(Saved data entries)
[Start of Attachment]
PR #834, opened 2025-09-30
Update parsing to allow math and dims in where strings

### LINKED ISSUE #733: Conducting math operations using dimension data
### What can be improved?

Numeric dims should be accessible from inside math (and `where` arrays) to e.g. get the difference between two dimensions. E.g. getting the difference between `investsteps` and `vintagesteps`.

### Version

v0.7.0.dev5

brynpickering:
Fixes #733

* where strings can now accept arithmetic in helper functions and when making comparisons.
* valid component names are split by type (dims, inputs, vars&exprs) so that parsing can handle them separately. This allows us to limit what gets included in different parts of where strings (e.g. no vars/exprs in comparisons) and simplifies evaluation (no need to check what type it is as the parsing has already handled that). This is only applied in `where` strings. There is scope to extend it to `expression` strings but I haven't done so here.
* helper functions updated as now everything is passed around as an xarray dataarray, never a simple string. It's a slight overcomplication when all you're doing is referring to a string (e.g. `base_tech==transmission`) but it's the only way of handling situations when there is legitimate crossover between strings and components (`base_tech==storage` since storage is both a base tech and a decision variable). To handle this ambiguity, simple strings/numbers have both the value and array name assigned to the string/number (e.g. `da = xr.DataArray(2, name=2)`) so we can use it both in arithmetic (`flow_cap_max+2`) and in comparisons (`flow_cap_max==2`) without it acting weird (I hope...).
* Removed `default_if_empty` rather than fix it to match the changes made since we handle default values differently now.
* 
## Reviewer checklist

- [ ] Documentation updated
- [ ] Changelog updated

### DIFF
--- a/src/calliope/backend/backend_model.py
+++ b/src/calliope/backend/backend_model.py
@@ -154,6 +154,9 @@ class BackendModelGenerator(ABC, metaclass=SelectiveWrappingMeta):
 
         self._add_to_dataset(name, values, "lookups", definition.model_dump())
[End of Attachment]
▶ _Problem to work on_:
What is wanted is the full set of entries above, reproduced exactly.

▶ _Task result_:
PR #834, opened 2025-09-30
Update parsing to allow math and dims in where strings

### LINKED ISSUE #733: Conducting math operations using dimension data
### What can be improved?

Numeric dims should be accessible from inside math (and `where` arrays) to e.g. get the difference between two dimensions. E.g. getting the difference between `investsteps` and `vintagesteps`.

### Version

v0.7.0.dev5

brynpickering:
Fixes #733

* where strings can now accept arithmetic in helper functions and when making comparisons.
* valid component names are split by type (dims, inputs, vars&exprs) so that parsing can handle them separately. This allows us to limit what gets included in different parts of where strings (e.g. no vars/exprs in comparisons) and simplifies evaluation (no need to check what type it is as the parsing has already handled that). This is only applied in `where` strings. There is scope to extend it to `expression` strings but I haven't done so here.
* helper functions updated as now everything is passed around as an xarray dataarray, never a simple string. It's a slight overcomplication when all you're doing is referring to a string (e.g. `base_tech==transmission`) but it's the only way of handling situations when there is legitimate crossover between strings and components (`base_tech==storage` since storage is both a base tech and a decision variable). To handle this ambiguity, simple strings/numbers have both the value and array name assigned to the string/number (e.g. `da = xr.DataArray(2, name=2)`) so we can use it both in arithmetic (`flow_cap_max+2`) and in comparisons (`flow_cap_max==2`) without it acting weird (I hope...).
* Removed `default_if_empty` rather than fix it to match the changes made since we handle default values differently now.
* 
## Reviewer checklist

- [ ] Documentation updated
- [ ] Changelog updated

### DIFF
--- a/src/calliope/backend/backend_model.py
+++ b/src/calliope/backend/backend_model.py
@@ -154,6 +154,9 @@ class BackendModelGenerator(ABC, metaclass=SelectiveWrappingMeta):
 
         self._add_to_dataset(name, values, "lookups", definition.model_dump())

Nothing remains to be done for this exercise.